[DATA FOR THE TASK Boundary: Start]

PR #3675, opened 2024-05-22
Fix project asset sharing to clone assets

kbirk:


packages/server/src/main/java/software/uncharted/terarium/hmiserver/controller/dataservice/ProjectController.java
```diff
@@ -181,7 +181,8 @@ public ResponseEntity<List<Project>> getProjects(
 			final Schema.Permission permission = projectService.checkPermissionCanWrite(
 					currentUserService.get().getId(), project.getId());
 
-			// Set the user permission for the project. If we are unable to get the user permission, we remove the
+			// Set the user permission for the project. If we are unable to get the user
+			// permission, we remove the
 			// project.
```
bigglesandginger, line 186: Why is this shorter , but if it must be should we add "project" to the line above

.vscode/extensions.json
dvince2, line 1: was this meant to be checked in?

kbirk: Kind of. We really don't need the gradle plugin. No point to include it since it just creates that stupid `build` dir that breaks vscode.

bigglesandginger (approved):

PR #3677, opened 2024-05-22
Ts/3630 interventions for calibrate

Tom-Szendrey:
# Description
**PLEASE ALSO REVIEW:** https://github.com/DARPA-ASKEM/pyciemss-service/pull/88

Here we are adding the interventions from the model configuration to our calibrate and optimize requests within the HMIServer. 

This will mean when a user connects a model config with interventions to a calibrate node and hits run the HMISERVER will add the model config's interventions to the request without the front end needing to worry about it

# Testing:

1. User should be able to add interventions in a model config
2. Run a simulation - and still see interventions impacting parameters
3. Run a calibration - and now see interventions impacting parameters
4. Run an optimization - and now see interventions impacting parameters
5. Saving a model config from optimize will carry over previous interventions as well as include any new ones from the optimize itself.

image


Tom-Szendrey:
@bigglesandginger can you please ensure that I have used this `project-id` change correctly in the few java files updated

packages/server/src/main/java/software/uncharted/terarium/hmiserver/controller/simulationservice/SimulationRequestController.java
```diff
@@ -205,15 +205,67 @@ public ResponseEntity<JobResponse> makeCalibrateJob(@RequestBody final Calibrati
...
 	@Secured(Roles.USER)
-	public ResponseEntity<JobResponse> makeCalibrateJobCiemss(@RequestBody final CalibrationRequestCiemss request) {
+	public ResponseEntity<JobResponse> makeCalibrateJobCiemss(
+			@RequestBody final CalibrationRequestCiemss request, @RequestParam("project-id") final UUID projectId) {
+		Schema.Permission permission =
+				projectService.checkPermissionCanWrite(currentUserService.get().getId(), projectId);
+
+		// Get model config's interventions and append them to requests:
+		try {
+			final Optional<ModelConfiguration> modelConfiguration =
```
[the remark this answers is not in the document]
dvince2: (this is also applicable to the Optimize changes below)

dvince2 (approved):

packages/server/src/main/java/software/uncharted/terarium/hmiserver/controller/simulationservice/SimulationRequestController.java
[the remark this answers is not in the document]
Tom-Szendrey: The request will have a model config ID.
I am trying to get the corresponding model config which can technically fail
If I cannot find the model config ID I guess its probably better to display that on the client? I wasnt able to test this very well as when running this through the HMI im not sure when i wouldnt be able to find a model config. Maybe with the new permissions? 

I am open to any suggestions

packages/server/src/main/java/software/uncharted/terarium/hmiserver/models/simulationservice/CalibrationRequestCiemss.java
```diff
@@ -15,13 +18,16 @@
 // Used to kick off a calibration job in simulation-service
 public class CalibrationRequestCiemss implements Serializable {
 	@JsonAlias("model_config_id")
-	private String modelConfigId;
+	private UUID modelConfigId;
 
 	private Object extra;
```
mwdchang, line 23: We had serialization problems with Object before, should we switch to JsonNode while we are in the area? @dvince2 ?

packages/server/src/main/java/software/uncharted/terarium/hmiserver/controller/simulationservice/SimulationRequestController.java
```diff
@@ -205,15 +205,67 @@ public ResponseEntity<JobResponse> makeCalibrateJob(@RequestBody final Calibrati
...
+				List<Intervention> allInterventions = request.getFixedStaticParameterInterventions();
+				if (allInterventions == null) {
+					allInterventions = new ArrayList<Intervention>();
+				}
+				allInterventions.addAll(modelInterventions);
+				request.setFixedStaticParameterInterventions(allInterventions);
+			}
+		} catch (IOException e) {
+			String error = "Unable to find model configuration";
+			log.error(error, e);
```
mwdchang, line 266: Strictly speaking, if you cannot find a model-configuration, you have already returned and wouldn't be here:

In above:
```
			if (modelConfiguration.isEmpty()) {
				return ResponseEntity.notFound().build();
			}
```

packages/server/src/main/java/software/uncharted/terarium/hmiserver/controller/simulationservice/SimulationRequestController.java
```diff
@@ -205,15 +205,67 @@ public ResponseEntity<JobResponse> makeCalibrateJob(@RequestBody final Calibrati
...
+				List<Intervention> allInterventions = request.getInterventions();
+				if (allInterventions == null) {
+					allInterventions = new ArrayList<Intervention>();
+				}
+				allInterventions.addAll(modelInterventions);
+				request.setInterventions(allInterventions);
+			}
+		} catch (IOException e) {
+			String error = "Unable to find model configuration";
+			log.error(error, e);
```
mwdchang, line 232: See https://github.com/DARPA-ASKEM/terarium/pull/3677/files#r1616374465

packages/client/hmi-client/src/types/Types.ts
```diff
@@ -686,7 +687,8 @@ export interface EnsembleSimulationCiemssRequest {
 export interface OptimizeRequestCiemss {
     modelConfigId: string;
     timespan: TimeSpan;
-    interventions?: OptimizedIntervention;
+    policyInterventions?: OptimizedInterventions;
+    fixedStaticParameterInterventions?: Intervention[];
```
mwdchang, line 691: Food for thought for future improvement, It seems like we should consider consolidate the two intervention objects to make things a bit clearer and easy to work with? 

An interventions array []:
```
export interface Intervention {
    name: string;
    timestep: number;
    value: number;
}
```

And an intervention object with parallel arrays:
```
export interface OptimizedInterventions {
    selection: string;
    paramNames: string[];
    paramValues?: number[];
    startTime?: number[];
}
```

Tom-Szendrey: totally see your point. I will need to look into what changes will need to be made in the pyciemss-service for this.
This should probably be a future improvement as you suggest as it may clutter these PRs
Ive made the following to not forget:
https://github.com/DARPA-ASKEM/terarium/issues/3711

packages/server/src/main/java/software/uncharted/terarium/hmiserver/controller/simulationservice/SimulationRequestController.java
Tom-Szendrey: Thanks!

packages/server/src/main/java/software/uncharted/terarium/hmiserver/models/simulationservice/CalibrationRequestCiemss.java
dvince2: The issue there was for serialization into postgres, which I don't believe these are.  However if `extra` is just a json blob we should probably just change it to JsonNode since thats what it is, and it will potentially save us a headace in the future

mwdchang (approved):

bigglesandginger (approved):
project-id stuff looks good to me

PR #3680, opened 2024-05-22
Unnecessary and Incorrect Permission check

bigglesandginger:
The initial fetch of projectIds ensures the user has READ permission for all projects, there is no need to check again (let alone incorrectly check that they have WRITE permissions - mistake).  Yes there is a potential race condition that a project between initial ids and population could change permission, but the same can be said whilst they sit on the projects page, it is a moot issue.


dvince2 (approved):

Tom-Szendrey (approved):
ty

PR #3682, opened 2024-05-22
Add api service exception for permissions

bigglesandginger:
Allow for api-service calls to bypass permissions (assume they were spawned by a valid user)


Tom-Szendrey (approved):
I have only tested this with a simulation with pyciemss but this has helped resolve that issue thank you!!

packages/server/src/main/resources/application.properties
```diff
@@ -63,6 +63,8 @@ spring.security.oauth2.client.provider.keycloak.issuer-uri=${terarium.keycloak.u
 spring.security.oauth2.client.registration.keycloak.client-id=${terarium.keycloak.client-id:app}
 spring.security.oauth2.resourceserver.jwt.issuer-uri=${terarium.keycloak.url:localhost}/realms/${terarium.keycloak.realm:Terarium}
 
+terarium.keycloak.api-service-name=api-service
```
dvince2, line 66: Is there any risk having this username here in plain text?

dvince2 (approved):

packages/server/src/main/resources/application.properties
bigglesandginger: I don't think so.  The password is in the encrypted blobs in orchestration, and this is for developer running - again orchestration can override this with whatever we deem should be the user name,  though I for one don't think of the user name being a secret, just the password... thoughts?

dvince2: ah! no that makes sense. just wanted to double check.

PR #3684, opened 2024-05-22
style: simplify loading spinner in model config

shawnyama:
# Description

I simplified the loading spinner for extracting configurations. The watering can was struggling to fit in there as the PrimeVue container for the loading area is limited. I thought there is no need to fight with PrimeVue and that a simple spinner that doesn't take up much space is more suitable anyways.

BEFORE
image

AFTER
Screenshot 2024-05-22 at 5 29 50 PM


mwdchang (approved):
sure!

YohannParis (approved):

PR #33, opened 2020-04-28
Doc/add documentation

kyazdani42:


doc/nvim-treesitter.txt
```diff
@@ -0,0 +1,90 @@
+*nvim-treesitter* 
+
+Minimum version of neovim: nightly
+
+Authors: Yazdani Kiyan <yazdani.kiyan@protonmail.com>, Vigouroux Thomas <@EMAIL?>
```
vigoux, line 5: I should really have a protonmail too...
```suggestion
Authors: Yazdani Kiyan <yazdani.kiyan@protonmail.com>, Vigouroux Thomas <tomvig38@gmail.com>
```

doc/nvim-treesitter.txt
```diff
@@ -0,0 +1,90 @@
...
+
+==============================================================================
+INTRODUCTION                                       *nvim-treesitter-intro*
+
+nvim-treesitter wraps the neovim treesitter api to provide functionnalities such
+as highlighting and incremental selection, and a command to easily install parsers.
+
```
vigoux, line 12: Something like this should be added.
```suggestion
This plugin also provides a some utility function to abstract out treesitter so that plugin are easily writable.

```

kyazdani42: maybe we should add this when it is available

PR #34, opened 2020-04-30
Add function 'nvim-treesitter/install'.ensure_installed

theHamsta:
Hello,

I was trying to create a function that users could put into their config to ensure that their favorite languages are parsers installed or get installed if not yet available.

Currently, you can do:
```
require'nvim-treesitter/install'.ensure_installed({'html', 'python'})
```
or just one language
```
require'nvim-treesitter/install'.ensure_installed('cpp')
```
or all available languages
```
require'nvim-treesitter/install'.ensure_installed('all')
```
I am not sure where to put this function in your repo structure and whether really all requested parsers get installed (the status only shows when a particular languages got installed). So I am looking forward for feedback!

### DIFF
--- a/lua/nvim-treesitter/configs.lua
+++ b/lua/nvim-treesitter/configs.lua
@@ -325,6 +325,9 @@ function M.setup(user_data)
       if config[mod].keymaps and type(data.keymaps) == 'table' then
         config[mod].keymaps = data.keymaps
       end
+      if mod == 'ensure_installed' then
+        require'nvim-treesitter/install'.ensure_installed(data)
+      end
     end
   end
 end
--- a/lua/nvim-treesitter/install.lua
+++ b/lua/nvim-treesitter/install.lua
@@ -3,6 +3,7 @@ local fn = vim.fn
 local luv = vim.loop
 local configs = require'nvim-treesitter/configs'
 local parsers = configs.get_parser_configs()
+local has_parser = require'nvim-treesitter/parsers'.has_parser
 
 local M = {}
 
@@ -142,6 +143,24 @@ local function install(ft)
 
   run_install(cache_folder, package_path, ft, install_info)
 end
+
+
+M.ensure_installed = function(languages)
+  if type(languages) == 'string' then
+    if languages == 'all' then
+      languages = configs.available_parsers()
+    else
+      languages = {languages}
+    end
+  end
+
+  for _, ft in ipairs(languages) do
+    if not has_parser(ft) then
+      install(ft)
+    end
+  end
+end
+
 
 M.commands = {
   TSInstall = {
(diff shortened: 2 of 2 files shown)


lua/nvim-treesitter/install.lua
```diff
@@ -143,6 +143,25 @@ local function install(ft)
...
+  if type(languages) == 'string' then
+    if languages == 'all' then
+      languages = configs.available_parsers()
+    else
+      languages = {languages}
+    end
+  end
+
+  for _, ft in ipairs(languages) do
+    local is_installed = #api.nvim_get_runtime_file('parser/'..ft..'.so', false) > 0
```
kyazdani42, line 157: you could use the `has_parser` function

theHamsta:
Like so:

```lua
      highlight = {
          enable = true,             -- false will disable the whole extension
          disable = {}, -- list of language that will be disabled
      },
      textobj = {                        -- this enables incremental selection
          enable = true,
          disable = {},
      },
      ensure_installed = 'all' -- or {'python', 'cpp', 'rust'}
  }
```
Maybe rename it to `ensure_parser_installed`?

I also fixed a small bug in `iter_cmd` that was using a global which prevented installing multiple parsers in parallel.

lua/nvim-treesitter/configs.lua
```diff
@@ -166,6 +166,7 @@ local config = {
     },
     is_supported = function() return true end
   },
+  ensure_installed = {},
```
kyazdani42, line 169: config keys are actually used by `:TSModuleInfo`, maybe we should rename it to 'modules', i'll do that in a PR. So you can remove ensure_installed from here.

lua/nvim-treesitter/install.lua
```diff
@@ -39,9 +40,11 @@ local function iter_cmd(cmd_list, i, ft)
   local attr = cmd_list[i]
   if attr.info then print(attr.info) end
 
+  local handle
+
```
kyazdani42, line 44: cool thanks.

lua/nvim-treesitter/configs.lua
```diff
@@ -325,6 +326,10 @@ function M.setup(user_data)
       if config[mod].keymaps and type(data.keymaps) == 'table' then
         config[mod].keymaps = data.keymaps
       end
+      if mod == 'ensure_installed' then
+        config.ensure_installed = data
+        require'nvim-treesitter/install'.ensure_installed(data)
+      end
```
kyazdani42, line 332: i think as this function will only run once, we don't need to add it to `config.ensure_installed`.
Though i wonder if you had something in mind by storing this in the config object ?

theHamsta: not, really. I only thought it would be strange if all other data gets stored and this one not.

kyazdani42: hum well remove it for now, i'll do a small refactoring to make sure this can be stored properly.

theHamsta: ok. it's removed.

PR #36, opened 2020-05-01
Add some more community parsers

theHamsta:
I added some more the parsers, some of them maintained by the community. Not sure whether to add them right now or wait a bit longer for this project to be even more mature.

The haskell one really takes long to compile...

### DIFF
--- a/lua/nvim-treesitter/configs.lua
+++ b/lua/nvim-treesitter/configs.lua
@@ -145,6 +145,62 @@ parsers.tsx = {
   }
 }
 
+parsers.scala = {
+  install_info = {
+    url = "https://github.com/tree-sitter/tree-sitter-scala",
+    files = { "src/parser.c", "src/scanner.c" },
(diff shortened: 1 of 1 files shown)


lua/nvim-treesitter/configs.lua
```diff
@@ -145,6 +145,64 @@ parsers.tsx = {
...
+
+parsers.nix = {
+  install_info = {
+    url = "https://github.com/cstrahan/tree-sitter-nix",
+    files = { "src/parser.c", "src/scanner.cc" },
+  }
+}
+
+
+
```
kyazdani42, line 205: could you remove these 2 empty lines ?
Thanks for the PR again :+1: 
I think they are good to have, so i'll merge when you update this little detail.

theHamsta: Oops. :stuck_out_tongue:

PR #37, opened 2020-05-01
Add 'nvim-treesitter/node-movement'

theHamsta:
First draft for tree-sitter-base movement:

Those mappings let you move in the documents node hierarchy:
```
nmap <a-k> :lua require'nvim-treesitter/node-movement'.move_up()<cr>
nmap <a-h> :lua require'nvim-treesitter/node-movement'.move_left()<cr>
nmap <a-l> :lua require'nvim-treesitter/node-movement'.move_right()<cr>
nmap <a-j> :lua require'nvim-treesitter/node-movement'.move_down()<cr>
```

### DIFF
--- a/lua/nvim-treesitter/configs.lua
+++ b/lua/nvim-treesitter/configs.lua
@@ -223,6 +223,17 @@ local config = {
       },
       is_supported = function() return true end
     },
+    node_movement = {
+      enable = false,
+      disable = {},
+      is_supported = function() return true end,
+      keymaps = {
+        move_up = "<a-k>",
+        move_down = "<a-j>",
+        move_left = "<a-h>",
+        move_right = "<a-l>",
+      },
+    },
     -- folding = {
     --   enable = false,
     --   disable = {},
--- a/lua/nvim-treesitter/node_movement.lua
+++ b/lua/nvim-treesitter/node_movement.lua
@@ -1,0 +1,91 @@
+local api = vim.api
+local parsers = require'nvim-treesitter.parsers'
+local utils = require'nvim-treesitter.utils'
+local M = {}
+
+
+M.NodeMovementKind = {
+  up = 'up',
+  down = 'down',
+  left = 'left',
+  right = 'right',
+}
+
+M.current_node = {}
+
+local function node_start_to_vim(node)
+  if not node then return end
+
+  local row, col = node:start()
+  local exec_command = string.format('call cursor(%d, %d)', row+1, col+1)
+  api.nvim_exec(exec_command, false)
+end
+
+M.do_node_movement = function(kind)
+  local buf, line, col = unpack(vim.fn.getpos("."))
+
+  local current_node = M.current_node[buf]
+
+  if current_node then
+    local node_line, node_col = current_node:start()
+    if line-1 ~= node_line or  col-1 ~= node_col then
+      current_node = nil
+    end
+  end
+  local destination_node
+
+  if parsers.has_parser() then
+    local root = parsers.get_parser():parse():root()
+    if not current_node then
+      current_node = root:named_descendant_for_range(line-1, col-1, line-1, col)
+    end
+
+    if kind == M.NodeMovementKind.up then
+       destination_node = current_node:parent()
+    elseif kind == M.NodeMovementKind.down then
+      if current_node:named_child_count() > 0 then
+        destination_node = current_node:named_child(0)
+      else
+        local next_node = utils.get_next_node(current_node)
+        if next_node and next_node:named_child_count() > 0 then
+          destination_node = next_node:named_child(0)
+        end
+      end
+    elseif kind == M.NodeMovementKind.left then
+      destination_node = utils.get_previous_node(current_node, true, true)
+    elseif kind == M.NodeMovementKind.right then
+      destination_node = utils.get_next_node(current_node, true, true)
+    end
+    M.current_node[buf] = destination_node or current_node
+  end
+
+  if destination_node then
+    node_start_to_vim(destination_node)
+  end
+end
+
+M.move_up = function() M.do_node_movement(M.NodeMovementKind.up) end
+M.move_down = function() M.do_node_movement(M.NodeMovementKind.down) end
+M.move_left = function() M.do_node_movement(M.NodeMovementKind.left) end
+M.move_right = function() M.do_node_movement(M.NodeMovementKind.right) end
+
+function M.attach(bufnr)
+  local buf = bufnr or api.nvim_get_current_buf()
+
+  local config = require'nvim-treesitter.configs'.get_module('node_movement')
+  for funcname, mapping in pairs(config.keymaps) do
+    api.nvim_buf_set_keymap(buf, 'n', mapping,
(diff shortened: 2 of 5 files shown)


theHamsta:
I need to get some experience how those mappings transfer to different languages but would be cool to kind of create a paredit kind of editing experience where you can swap function arguments or arms of if/else blocks.

theHamsta:
I find this useful for navigating in markdown documents where you can move section-wise/sub-section-wise or per paragraph.

kyazdani42:
This is a great idea, we should add it as a module. Though the `textobj` modules which handles incremental selection now doesn't only relate to the incremental selection but also the navigation.
Should we rename `textobj` as `incremental_selection` and leave textobj as a utils module, just using utility functions from there when we need and bind the incremental selection to an actual config module ? @vigoux

vigoux:
Wow awesome PR !
I agree with @kyazdani42, we should move it in a separate module, and rename `textobj` to `incremental_selection`.

theHamsta:
I realized that we probably should highlight the current node below cursor after a movement then the user you easier create a visual selection from it.

Also 'down' should probably not always go to first child but rather to the last child visited (if available).

I need also to set the movement to the jumplist.

Well, I still have no clue how to do most things here, I guess some experimenting in necessary.

lua/nvim-treesitter/node-movement.lua
```diff
@@ -0,0 +1,125 @@
...
+      local next_node = get_next_node(node:parent())
+      if next_node and next_node:named_child_count() > 0 then
+        destination_node = next_node:named_child(0)
+      elseif next_node then
+        destination_node = next_node
+      end
+    end
+  end
+  return destination_node
+end
```
kyazdani42, line 75: Could you move those two functions in the utils file ? It might be reused by other modules

lua/nvim-treesitter/node-movement.lua
```diff
@@ -0,0 +1,125 @@
...
+    node_start_to_vim(destination_node)
+  end
+end
+
+M.move_up = function() M.do_node_movement(M.NodeMovementKind.up) end
+M.move_down = function() M.do_node_movement(M.NodeMovementKind.down) end
+M.move_left = function() M.do_node_movement(M.NodeMovementKind.left) end
+M.move_right = function() M.do_node_movement(M.NodeMovementKind.right) end
+
+return M
```
kyazdani42, line 125: also add an `attach` and `detach` function as other modules do (you could look how its done inside `textobj`)

kyazdani42: so you can provide default keymaps, and it can be enabled/disabled directly from the `configs.setup` function

vigoux:
One crazy cool thing we may went to do is moving nodes too, first just reordering while staying at the same level, them moving them up or down the tree.

With this it would be easy to move functions, arguments or whatever.

theHamsta:
It would also be very cool to have a module that switches a buffer to lisp mode for editing and back when finished.

vigoux:
> It would also be very cool to have a module that switches a buffer to lisp mode for editing and back when finished.

Don't know if it would have a real use case though, editing the tree blindly is not that great ;-)

theHamsta:
Is there any easy possibility to make the cursor movement also work in visual mode? Or do I have to check in which mode I am and then use a code similar to `node_range_to_vim` in `textobj.lua`?

kyazdani42:
i don't know about that, try `api.nvim_win_set_cursor`

vigoux:
@theHamsta the only way I found was as in `node_range_to_vim` it seems that doing qpu calls from lua gets you to normal mode however I tried. I'm not sure of my solution though.

lua/nvim-treesitter/node-movement.lua
theHamsta: Ok. I did that I tried to hide the extra magic (module-specific behavior) into optional parameters.

theHamsta:
I think this can be reviewed. There's a lot left to do though. But I think it would be better to have separate PRs for that.

In particular, I would love to have:

[ ] functions for moving nodes (i.e. changing the text, could be easily integrated into `do_node_movement` function)
[ ] highlight for current_node after move
[ ] function to convert current_node to visual selection (-> this could have the same mapping in normal mode as `increment_selection` in visual mode)
[ ] make node movements also work for visual selection (this is different from `incremental_selection` since it would expand to selection only on one side with the same movements as in normal mode)

theHamsta:
Maybe one more open question. What should happen if the user is between node e.g. in empty space between functions. Currenty, behavior: do nothing

kyazdani42:
we should add @theHamsta  suggestions to the roadmap @vigoux

lua/nvim-treesitter/utils.lua
```diff
@@ -93,4 +93,63 @@ function M.smallest_containing_scope(node, bufnr)
...
+  local parent = node:parent()
+  if parent then
+    local found_pos = 0
+    for i = 0,parent:named_child_count()-1,1 do
+      if parent:named_child(i) == node then
+        found_pos = i
+        break
+      end
+    end
+    if 0 <= found_pos - 1 then
```
kyazdani42, line 141: `if 0 < found_pos`

lua/nvim-treesitter/node_movement.lua
```diff
@@ -0,0 +1,96 @@
...
+      else
+        local next_node = utils.get_next_node(current_node)
+        if next_node and next_node:named_child_count() > 0 then
+          destination_node = next_node:named_child(0)
+        end
+      end
+    -- LEFT
+    elseif kind == M.NodeMovementKind.left then
+      destination_node = utils.get_previous_node(current_node, true, true)
+    -- RIGHT
```
kyazdani42, line 60: i dont think those comments are useful, the if statement already is by itself

lua/nvim-treesitter/node_movement.lua
```diff
@@ -0,0 +1,96 @@
...
+    local root = parsers.get_parser():parse():root()
+    if not current_node then
+      current_node = root:named_descendant_for_range(line-1, col-1, line-1, col)
+    end
+
+
+     --UP
+    if kind == M.NodeMovementKind.up then
+       destination_node = current_node:parent()
+    -- DOWN
```
kyazdani42, line 47: remove those comments too

lua/nvim-treesitter/configs.lua
```diff
@@ -223,6 +223,17 @@ local config = {
       },
       is_supported = function() return true end
     },
+    node_movement = {                        -- this enables incremental selection
```
kyazdani42, line 226: I think this comment should not be there

lua/nvim-treesitter/utils.lua
theHamsta: Why? 0 is a valid index for a node. It's c indices not lua.

theHamsta: Sorry I am confused. Now I get what you mean! :smile:

vigoux:
Tried the PR a bit, it is crazy neat. One little thing is that is is hard to determine on which dpeth you are, guess that's the objective of #42.

theHamsta:
Ok. Updated README. Also for renaming: `textobj` -> `incremental_selection`

PR #39, opened 2020-05-02
Move textobj module to incremental_selection.

vigoux:
As suggested in #37, rename the textobj module to incremental_selection.
Also adds a utility function to get the config of a module.


lua/nvim-treesitter/configs.lua
```diff
@@ -403,4 +403,8 @@ function M.available_modules()
   return vim.tbl_keys(config.modules)
 end
 
+function M.get_config(mod)
+  return config.modules[mod]
+end
```
kyazdani42, line 408: i think it should be call `get_module` instead

PR #41, opened 2020-05-02
Fix documentation after #35

theHamsta:


theHamsta:
Oops. I was wrong the old configuration is still valid.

[DATA FOR THE TASK Boundary: End]

Count, in the records above, the lines that contain the word "python"; the answer is that number alone.

RESULT FOR THIS EXERCISE:
2